Can we predict the duration of an interglacial?
- 1Environmental Change Research Centre, Department of Geography, University College London, London WC1E 6BT, UK
- 2British Antarctic Survey, Madingley Road, High Cross, Cambridge CB3 0ET, UK
- 3Department of Earth Sciences, University of Cambridge, Cambridge CB2 3EQ, UK
- 4Max Planck Institute for Meteorology, 20146 Hamburg, Germany
- 5Lamont-Doherty Earth Observatory, Columbia University, Palisades, NY 10964-8000, USA
- 6Laboratoire de Glaciologie et Géophysique de l'Environnement (LGGE), CNRS – Université Joseph Fourier, Grenoble, 38402 St Martin d'Hères, France
Abstract. Differences in the duration of interglacials have long been apparent in palaeoclimate records of the Late and Middle Pleistocene. However, a systematic evaluation of such differences has been hampered by the lack of a metric that can be applied consistently through time and by difficulties in separating the local from the global component in various proxies. This, in turn, means that a theoretical framework with predictive power for interglacial duration has remained elusive.

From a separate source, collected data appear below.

PR #3391, opened 2026-02-19
MOB-135: suggestions useEffect simplification

sepeterson:
- Return a function off useNavigateWithTaxonSelected that updates selected taxon rather than relying on an effect dependent on a component state value

### DIFF
--- a/src/components/Suggestions/SuggestionsTaxonSearch.tsx
+++ b/src/components/Suggestions/SuggestionsTaxonSearch.tsx
@@ -15,7 +15,7 @@ const SuggestionsTaxonSearch = ( ) => {
   const { taxa, isLoading, isLocal } = useTaxonSearch( taxonQuery );
   const { t } = useTranslation( );
 
-  const navigateWithTaxonSelected = useNavigateWithTaxonSelected( { vision: true } );
+  const navigateWithTaxonSelected = useNavigateWithTaxonSelected( { vision: false } );
 
   const renderTaxonResult = useCallback( ( { item: taxon, index } ) => (
     <TaxonResult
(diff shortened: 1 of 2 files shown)


src/components/Suggestions/hooks/useNavigateWithTaxonSelected.ts
```diff
@@ -55,20 +48,17 @@ const useNavigateWithTaxonSelected = (
...
   }, [
     currentObservation?.uuid,
     entryScreen,
     lastScreen,
     navigation,
     options?.vision,
-    selectedTaxon,
-    unselectTaxon,
     updateObservationKeys,
     vision,
```
abbeycampbell, line 57: this is a nitpick that has nothing to do with your changes but since `vision` is derived from `options.vision` I think those deps are redundant and we can lose one

src/components/Suggestions/SuggestionsTaxonSearch.tsx
```diff
@@ -12,27 +12,22 @@ import useNavigateWithTaxonSelected from "./hooks/useNavigateWithTaxonSelected";
...
-  const [selectedTaxon, setSelectedTaxon] = useState( null );
   const { taxa, isLoading, isLocal } = useTaxonSearch( taxonQuery );
   const { t } = useTranslation( );
 
-  useNavigateWithTaxonSelected(
-    selectedTaxon,
-    ( ) => setSelectedTaxon( null ),
-    { vision: false },
-  );
+  const navigateWithTaxonSelected = useNavigateWithTaxonSelected( { vision: true } );
```
abbeycampbell: Is it right that this is passing `{ vision: true }`? It was false before, and I think we want it to be false when someone is manually searching, right?

sepeterson: Yes! Fantastic catch

PR #3404, opened 2026-02-26
Make all camera buttons rotate (plus refactors)

jtklein:
Closes MOB-1001

This PR refactors the `Animated.View` instances used to rotate buttons in the two camera screens to a single wrapper component. It also adds this component to all remaining buttons with icons, so that all behave the same. It also adds this wrapper to the icon shown in the shutter button. Another refactor is to make the API of `CameraFlip` more similar to that of `Flash` and `Zoom`.

Landscape view before:
77C8575D-0B71-47FE-93BA-AADEA101973D_1_102_o

After:
C64C13AB-26CB-449A-8112-027235C4F647_1_102_o


src/components/Camera/RotatableIconWrapper.tsx
```diff
@@ -0,0 +1,34 @@
+import type { PropsWithChildren } from "react";
+import React from "react";
+import type { ViewStyle } from "react-native";
+import DeviceInfo from "react-native-device-info";
+import type { AnimatedStyle } from "react-native-reanimated";
+import Animated from "react-native-reanimated";
+
+interface Props extends PropsWithChildren {
+  rotatableAnimatedStyle?: ViewStyle | AnimatedStyle;
```
FLGMwt, line 9: Since we now have an explicit `RotatableIconWrapper`, is there a reason we need to do the prop drilling for `rotatableAnimatedStyle`? It seems like we could just call `useRotation` in this component instead of the camera roots (and another useRotation in `PhotoCarousel` to avoid the `rotation` var we capture in [<StandardCamera />](https://github.com/inaturalist/iNaturalistReactNative/blob/91b38b854bcd325275efb6ef192cf87ce74a97bb/src/components/Camera/StandardCamera/StandardCamera.js#L87).

jtklein: Thought about it, but since it would be adding a listener to device orientation change for each component I think it might be better to have the prop once.

PR #3405, opened 2026-02-26
Update set of uncapitalized common names parts

jtklein:
Closes MOB-790

Following this PR here: https://github.com/inaturalist/inaturalist/pull/4574/changes

Before:
37341613-6CF6-48EA-9ECD-46E5CA5D8FDA_1_102_o
After:
08BF9758-9676-484B-9E2B-66EB2B82931C_1_102_o

### DIFF
--- a/src/sharedHelpers/taxon.ts
+++ b/src/sharedHelpers/taxon.ts
@@ -1,6 +1,7 @@
 import map from "lodash/map";
 import trim from "lodash/trim";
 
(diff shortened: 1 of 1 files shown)


src/sharedHelpers/taxon.ts
```diff
@@ -2,27 +2,29 @@ import map from "lodash/map";
 import trim from "lodash/trim";
 
 const uncapitalized = new Set( [
```
FLGMwt, line 5:
```suggestion
// This collection mirrors web's: https://github.com/inaturalist/inaturalist/blob/main/app/assets/javascripts/ang/models/taxon.js.erb#L187
const uncapitalized = new Set( [
```

PR #3406, opened 2026-02-26
Accuracy circle in location picker should be sized as radius = accuracy

jtklein:
Closes MOB-442.

This PR is changing the calculation of the zoom level of the location picker map, so that the crosshair circle's radius represents the positional accuracy of the observation location.

Before:
1D393BDE-7545-4E66-8776-95D1E0F0D464_4_5005_c

After, a accuracy of 50m correctly displayed on the initial map zoom level.
E2A9CEBC-BEC9-44F1-BAA9-819D91932A28_4_5005_c
90647A08-61CA-43E8-8DE5-39E343EE76B5_4_5005_c

### DIFF
--- a/src/components/SharedComponents/Map/Map.tsx
+++ b/src/components/SharedComponents/Map/Map.tsx
@@ -425,12 +425,6 @@ const Map = ( {
     ? fuzzRegion( unfuzzedMapRegion )
     : unfuzzedMapRegion;
 
-  // In Android, we maintain initialRegion as state localRegion and
-  // pass undefined to parameter initialRegion.
-  const mapInitialRegion = Platform.OS === "android"
-    ? undefined
-    : initialRegion;
-
   const renderDebugZoomLevel = ( ) => {
     if ( isDebug ) {
       return (
@@ -528,7 +522,7 @@ const Map = ( {
       <MapView
         cameraZoomRange={cameraZoomRange}
         className={className}
-        initialRegion={mapInitialRegion}
+        initialRegion={initialRegion}
         loadingEnabled
         loadingIndicatorColor={colors.inatGreen}
         mapType={currentMapType}


src/components/LocationPicker/DisplayLatLng.tsx
```diff
@@ -1,22 +1,22 @@
...
 import { View } from "components/styledComponents";
-import type { Node } from "react";
 import React from "react";
 import { useTranslation } from "sharedHooks";
 import { getShadow } from "styles/global";
 
 const DROP_SHADOW = getShadow( );
 
-type Props = {
-  region: Object,
```
jtklein, line 15: Migrated this to TS because I wanted to make this region prop more clear.

src/components/SharedComponents/Map/Map.tsx
```diff
@@ -82,6 +82,7 @@ interface Props {
   withPressableObsTiles?: boolean;
   zoomEnabled?: boolean;
   zoomTapEnabled?: boolean;
+  onMapLayout?: ( event: { nativeEvent: { layout: { width: number; height: number } } } ) => void;
```
jtklein, line 85: This is to signal the dimensions of the map to higher up.

src/components/SharedComponents/Map/helpers/mapHelpers.ts
```diff
@@ -49,16 +49,29 @@ export function obscurationCellForLatLng( lat: number, lng: number ) {
   };
 }
 
-// Adapted from iNat Android LocationChooserActivity.java computeOffset function
-const EARTH_RADIUS = 6371000; // Earth radius in meters
-export function metersToLatitudeDelta( meters: number, latitude: number ): number {
```
jtklein, line 54: From what I can tell this is actually the calculation to turn longitude delta into meters. So, I switched to use a different calculation. Latitude delta to meters is much less dependent on the latitude, and mostly pretty close to 111km per °. But since the earth is an oblate spheroid there is still a bit of influence from the actual latitude. I did use a bit more complicated calculation (than the 111km per °) because we are an organization that cares about a certain degree of precision in our data.

src/components/LocationPicker/LocationPickerContainer.js
```diff
@@ -218,17 +228,24 @@ const LocationPickerContainer = ( ): Node => {
...
+        place_guess: locationName,
+      };
+      updateObservationKeys( keysToUpdate );
+    }
     navigation.goBack( );
   };
 
+  const onMapLayout = event => {
+    const { height, width } = event.nativeEvent.layout;
+    setRadiusToMapHeight( CROSSHAIRRADIUS / height );
```
jtklein, line 245: We need this ratio because when the map is moved or initialize we need to calculate the radius of the circle as accuracy.

src/components/LocationPicker/LocationPickerContainer.js
```diff
@@ -218,17 +228,24 @@ const LocationPickerContainer = ( ): Node => {
...
+    setMapDimensionsRatio( width / height );
```
jtklein, line 246: We need this ratio because apparently we can not set the latDelta and longDelta with two different values.

src/components/LocationPicker/LocationPicker.js
```diff
@@ -51,9 +52,23 @@ const LocationPicker = ( {
   region,
   selectPlaceResult,
   updateLocationName,
+  onMapLayout,
 }: Props ): Node => {
   const { t } = useTranslation( );
 
+  let regionToDisplay;
```
jtklein, line 59: When loading the location picker we set the initialRegion first, only when the map has been moved we do see a change in region. (Potentially we can see a change in region also when the useEffect in LocationPickerContainer triggers. I have not changed the code there but I do think we will not see this being triggered as much with these changes.)

abbeycampbell (approved):

PR #3407, opened 2026-02-26
MOB-1182: disable firebase for unauthenticated and opted-out users

sepeterson:
closes [MOB-1182](https://linear.app/inaturalist/issue/MOB-1182/disable-firebase-for-unauthenticated-users-and-users-with-prefers-no)

In this PR:

- Default to be opted out of tracking. See ticket for details on this decision
- On user fetch, set tracking options dependent on `prefers_no_tracking`

### DIFF
--- a/src/components/LoginSignUp/AuthenticationService.ts
+++ b/src/components/LoginSignUp/AuthenticationService.ts
@@ -27,7 +27,7 @@ import { getInstallID } from "sharedHelpers/installData";
 import { log, logFilePath, logWithoutRemote } from "sharedHelpers/logger";
 import removeAllFilesFromDirectory from "sharedHelpers/removeAllFilesFromDirectory";
 import safeRealmWrite from "sharedHelpers/safeRealmWrite";
-import { setFirebaseDataCollection } from "sharedHelpers/tracking";
+import { setFirebaseDataCollectionEnabled } from "sharedHelpers/tracking";
 import { unlink } from "sharedHelpers/util";
 import { isDebugMode } from "sharedHooks/useDebugMode";
 import zustandMMKVBackingStorage from "stores/zustandMMKVBackingStorage";
@@ -249,7 +249,7 @@ const signOut = async (
   options.queryClient?.getQueryCache( ).clear( );
 
   // Disable firebase data collection on signout
-  setFirebaseDataCollection( false );
+  setFirebaseDataCollectionEnabled( false );
 
   // switch the app back to the system locale when a user signs out
   const systemLocale = getInatLocaleFromSystemLocale( );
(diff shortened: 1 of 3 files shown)


src/sharedHooks/useUserMe.ts
```diff
@@ -40,6 +45,13 @@ const useUserMe = ( options: UseUserMeOptions ) => {
         realm.create( User, remoteUser, UpdateMode.Modified );
       }, "modifying current user via remote fetch in useUserMe" );
     }
+    if ( remoteUser ) {
+      const enableCollection = !remoteUser.prefers_no_tracking;
+      setAnalyticsCollectionEnabled( getAnalytics(), enableCollection );
+      // This looks unusual but is actually the preferred solution
+      // https://github.com/invertase/react-native-firebase/blob/81a0f1910955a0295b6b308d5c08c17af0384b04/packages/perf/lib/index.d.ts#L459
+      getPerformance().dataCollectionEnabled = enableCollection;
```
FLGMwt: Yeah, that's odd, seems like the docs are stale. Seems like analytics also has multiple ways to toggle? idk, if it works, it works!

sepeterson: 🤷

src/components/LoginSignUp/AuthenticationService.ts
```diff
@@ -247,6 +248,9 @@ const signOut = async (
   // to the React Query context (maybe it could...)
   options.queryClient?.getQueryCache( ).clear( );
 
+  // Disable firebase data collection on signout
+  setFirebaseDataCollection( false );
+
```
FLGMwt, line 253: 🤙

src/sharedHelpers/tracking.ts
```diff
@@ -19,6 +21,17 @@ export const logFirebaseEvent = (
   }
 };
 
+export const setFirebaseDataCollection = ( enabled: boolean ) => {
```
FLGMwt: Can we name this `setFirebaseDataCollectionEnabled`? This would normally be a small nit, but I think it's more important here because the user option flag is inverted from what one might expect (`true` drives `disabled`).

ios/Podfile
```diff
@@ -47,6 +47,9 @@ use_frameworks! linkage: :static
 # rubocop:disable Style/GlobalVars
 # Required for react-native-firebase: https://rnfirebase.io/#configure-firebase-with-ios-credentials-react-native--077
 $RNFirebaseAsStaticFramework = true
+# Disable ad ID support: https://rnfirebase.io/analytics/usage#disable-ad-id-usage-on-ios
+# Conext: https://linear.app/inaturalist/issue/MOB-1182/disable-firebase-for-unauthenticated-users-and-users-with-prefers-no#comment-8c9d3cc2
+$RNFirebaseAnalyticsWithoutAdIdSupport = true
```
FLGMwt, line 52: thanks so much for adding this!

sepeterson: 😎

PR #3408, opened 2026-02-26
add and configure react-navigation rozenite plugin

FLGMwt:
Idk why this didn't make my pass adding rozenite in originally, but w/ the navigation work we're looking at, it might be helpful! Seems to work find out of the box.

The redux-devtool-style action / state log is pretty intuitive and the "time travel" seems to work well for simple jumps (I haven't tried it for nested explore stuff)

image

### DIFF
--- a/src/navigation/OfflineNavigationGuard.tsx
+++ b/src/navigation/OfflineNavigationGuard.tsx
@@ -2,6 +2,7 @@ import {
   useNetInfo,
 } from "@react-native-community/netinfo";
 import { NavigationContainer } from "@react-navigation/native";
+import { useReactNavigationDevTools } from "@rozenite/react-navigation-plugin";
 import type { PropsWithChildren } from "react";
 import React, { useRef } from "react";
 import { Alert } from "react-native";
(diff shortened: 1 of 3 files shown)


src/navigation/OfflineNavigationGuard.tsx
```diff
@@ -15,6 +16,8 @@ const OfflineNavigationGuard = ( { children }: PropsWithChildren ) => {
   const { isConnected } = useNetInfo( );
   const { t } = useTranslation( );
 
+  useReactNavigationDevTools( { ref: navigationRef } );
```
abbeycampbell, line 19: wouldn't we wanna put this in `render.js`?

FLGMwt: I'm not sure what I would expect we'd want out of this for our jest tests. Am I misunderstanding what file you mean?

abbeycampbell: Sorry, dumb question on my part lol. I couldn't remember ever seeing this file in my nav work so in my mind, our actual `NavigationContainer` wrapping the all the app code lived somewhere else. I did a grep for that, saw `render.js`, and thought yeah that sounds right without actually looking at it. Disregard 🙃

FLGMwt: oh, yeah, I also found it odd to put in here, but it happens to be the outermost place we "care" about nav and therefore where our root `NavigationContainer` is. I figured since we're considering a routing makeover, it'd be something that would probably more clearly placed anyhow. 🙏

PR #3414, opened 2026-03-02
allow gobacks, if possible, during dismiss photo permissions and add …

abbeycampbell:
…evidence flows

Follow-up to https://github.com/inaturalist/iNaturalistReactNative/pull/3403 and https://github.com/inaturalist/iNaturalistReactNative/pull/3409


abbeycampbell:
> Thanks. I have just tested this with the following flow: In advanced mode, start an observation without media, press plus icon, press camera. X in the permission gate brings you back to ObsEdit as it should. On main it was resetting the stack which is not wanted.

Thanks for catching/calling this out!

PR #3416, opened 2026-03-03
Restructure explore full screen experiences

jtklein:
Closes MOB-1018

This PR introduces the two new screens we need for the Explore V2.
The first new screen is just a full react-navigation screen that displays the already built "Explore Filters". For this screen I have duplicated the FiltersModal component (into FiltersModalV2) and removed the parts that open additional search modals on top of Explore Filters. In V2 these search experiences will be combined in a single "Universal Search" screen. If you compare FiltersModal with FiltersModalV2 there are mostly deletions (only?), and no functionality has been changed.
The second screen added is this "Universal Search" screen where I just copied the search UIs that have been shown as modals before. These are not copies but show the existing components because this screen needs extensive make-over before release and I would expect none of these components to be taken forward.
All actual filter setting functionality is stubbed out because we have to re-architect the state keeping at one point.
Both new screens are wrapped in the ExploreProvider so have their own explore context, this is of course non-sensical because we need a shared context with the other screens. But just leaving these new screens without this context means I have to rip out all the state setting we might need ti have context for when redoing it later. So, it is meant to be temporary until we redo the state.

Few actual changes:
Changed a type to re-use what we export from it's source

### DIFF
--- a/src/components/Explore/ExploreSearchContainer.tsx
+++ b/src/components/Explore/ExploreSearchContainer.tsx
@@ -1,3 +1,4 @@
+import type { RouteProp } from "@react-navigation/native";
 import { useNavigation, useRoute } from "@react-navigation/native";
 import type { ApiPlace, ApiProject, ApiTaxon } from "api/types";
 import { View } from "components/styledComponents";
@@ -15,7 +16,8 @@ import ExploreUserSearch from "./SearchScreens/ExploreUserSearch";
 
 const ExploreSearchContainerWithContext = () => {
   const navigation = useNavigation();
-  const { params } = useRoute( );
+  const { params } = useRoute<RouteProp<Record<string, { initialSearchMode?: string }>, string>>( );
+
   const {
     hasPermissions,
     renderPermissionsGate,


src/components/Explore/ExploreSearchContainer.tsx
```diff
@@ -0,0 +1,102 @@
...
+import { useLocationPermission } from "sharedHooks";
+
+import ExploreLocationSearch from "./SearchScreens/ExploreLocationSearch";
+import ExploreProjectSearch from "./SearchScreens/ExploreProjectSearch";
+import ExploreTaxonSearch from "./SearchScreens/ExploreTaxonSearch";
+import ExploreUserSearch from "./SearchScreens/ExploreUserSearch";
+
+const ExploreSearchContainerWithContext = () => {
+  const navigation = useNavigation();
+  const { params } = useRoute( );
```
sepeterson: Could be typed like

```
const { params } = useRoute<RouteProp<Record<string, { initialSearchMode?: string }>, string>>();
```

src/components/Explore/Modals/FilterModalV2.tsx
```diff
@@ -0,0 +1,1331 @@
...
+        return t( "DATE-OBSERVED-OLDEST" );
+      case SORT_BY.MOST_FAVED:
+        return t( "MOST-FAVED" );
+      case SORT_BY.DATE_UPLOADED_NEWEST:
+      default:
+        return t( "DATE-UPLOADED-NEWEST" );
+    }
+  };
+
+  const sortByValues = {
```
sepeterson, line 149: What do you think about moving these big consts to a separate file?

src/components/Explore/Modals/FilterModalV2.tsx
```diff
@@ -0,0 +1,1331 @@
...
+              if ( taxonName === "unknown" ) {
+                if ( ( iconicTaxonNames || [] ).indexOf( taxonName ) >= 0 ) {
+                  updateTaxon( null );
+                } else {
+                  filterByIconicTaxonUnknown();
+                }
+              } else if ( taxon?.name?.toLowerCase() === taxonName ) {
+                updateTaxon( null );
+              } else {
+                const selectedTaxon = realm
```
sepeterson, line 738: I know this was just copy/pasted but in general, how do we feel about making a goal of ExploreV2 to decouple it from Realm?

src/components/Explore/Modals/FilterModalV2.tsx
jtklein: I did not touch this yet because there will be quite some rearrangement when we extract the sorting logic which will need to be shared across different screens. https://linear.app/inaturalist/issue/MOB-1047/add-sorting-to-my-observations

src/components/Explore/Modals/FilterModalV2.tsx
jtklein: Not quite sure what you mean with decouple from realm. Do you mean only always show data retrieved from the API directly without using cached resources? Being able to see data you have on your device like taxa you once searched was important for this app in the past, but I don't know where we stand on this now. Anyway, what we do want is to re-do the state architecture at one point. Feel free to add your thoughts to this ticket here: https://linear.app/inaturalist/issue/MOB-134/placeholder-redo-explore-architecturally

src/components/Explore/ExploreSearchContainer.tsx
jtklein: Have added this. From what I have built in the past I remember a central file where navigation and routes and params are typed.

src/components/Explore/Modals/FilterModalV2.tsx
sepeterson: Yes I was thinking explore could rely on just API data in a way that a user's personal observations might not be able to. Additionally, since we likely need to move away from realm in the long term, this could be a good opportunity to try alternative solutions for persisting data long term if that's something we need to do

sepeterson (approved):
LGTM

PR #3417, opened 2026-03-04
MOB-1190 reset stacks on nav away

sepeterson:


src/navigation/BottomTabNavigator/CustomTabBarContainer.tsx
```diff
@@ -53,51 +53,64 @@ const CustomTabBarContainer: React.FC<Props> = ( { navigation, state } ) => {
...
-  const activeTab = getActiveTab( );
+    // If pressing the currently active tab, reset its stack
+    if ( targetTabName === activeTabName ) {
+      const idx = newStacks.findIndex( r => r.name === targetTabName );
+      newStacks.splice( idx, 1, {
+        name: targetTabName,
+        state: { index: 0, routes: [{ name: targetScreenName }] },
+      } );
+      needsReset = true;
+    }
```
FLGMwt, line 92: I'm sorry, I'm only now realizing the implications you mentioned on MOB-1190 for this behavior. This seems a bit jarring to me; in most apps, I think I'm used to no action on pressing an active tab. aka: the button for the active tab might as well be disabled . If we _do_ want this, is it maybe worth a modal warning that your "session" is being reset? 

happy to defer that Product question since this is implementing as described.

src/navigation/BottomTabNavigator/CustomTabBarContainer.tsx
```diff
@@ -53,51 +53,64 @@ const CustomTabBarContainer: React.FC<Props> = ( { navigation, state } ) => {
...
-          },
-        ],
-      } ),
-    );
-  }, [navigation] );
+      = navState.routes.slice();
+    let needsReset = false;
+
+    // Reset Menu and Notifications stacks when navigating away from them
+    const resetOnLeave: [TabName, ScreenName][] = [
```
FLGMwt: naming nit:

`resetOnLeave` sounds active, like an event handler whereas this is more of a config object. Can we try another name for this? I think this also fills the same "config" role of the `getActiveTab` mapping helper. I think both of those might be clearer as file-level vars and maybe also defined the same way (either as a helper function or config object with a default).

src/navigation/BottomTabNavigator/CustomTabBarContainer.tsx
sepeterson: We covered this in planning but there is precedent for this. The home tab on Amazon resets that stack when tapped

src/navigation/BottomTabNavigator/CustomTabBarContainer.tsx
sepeterson: Good spot of a couple opportunities to move stuff out of a component! I am not sure I totally captured your vision so feel free to lmk

src/navigation/BottomTabNavigator/CustomTabBarContainer.tsx
FLGMwt: Thanks for clarifying!

PR #3429, opened 2026-03-12
MOB-1186: logged persisted storage

sepeterson:


src/components/StartupService.tsx
```diff
@@ -95,6 +97,26 @@ const StartupService = ( ) => {
...
 
+      const logStorageMetrics = async ( ) => {
+        try {
+          const realmBytes = realm?.path
+            ? ( await RNFS.stat( realm.path ).catch( () => ( { size: 0 } ) ) ).size
+            : 0;
+          const logFileBytes = logFilePath
+            ? ( await RNFS.stat( logFilePath ).catch( () => ( { size: 0 } ) ) ).size
+            : 0;
+          logger.infoWithExtra( "storage_metrics", {
```
sepeterson, line 108: The metrics should all be super lightweight to retrieve which is why I'm alright sending them at startup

Here we propose that the interval between the terminal oscillation of the bipolar seesaw and three thousand years (kyr) before its first major reactivation provides an estimate that approximates the length of the sea-level highstand, a measure of interglacial duration. We apply this concept to interglacials of the last 800 kyr by using a recently-constructed record of interhemispheric variability. The onset of interglacials occurs within 2 kyr of the boreal summer insolation maximum/precession minimum and is consistent with the canonical view of Milankovitch forcing pacing the broad timing of interglacials. Glacial inception always takes place when obliquity is decreasing and never after the obliquity minimum. The phasing of precession and obliquity appears to influence the persistence of interglacial conditions over one or two insolation peaks, leading to shorter (~ 13 kyr) and longer (~ 28 kyr) interglacials. Glacial inception occurs approximately 10 kyr after peak interglacial conditions in temperature and CO2, representing a characteristic timescale of interglacial decline. Second-order differences in duration may be a function of stochasticity in the climate system, or small variations in background climate state and the magnitude of feedbacks and mechanisms contributing to glacial inception, and as such, difficult to predict. On the other hand, the broad duration of an interglacial may be determined by the phasing of astronomical parameters and the history of insolation, rather than the instantaneous forcing strength at inception.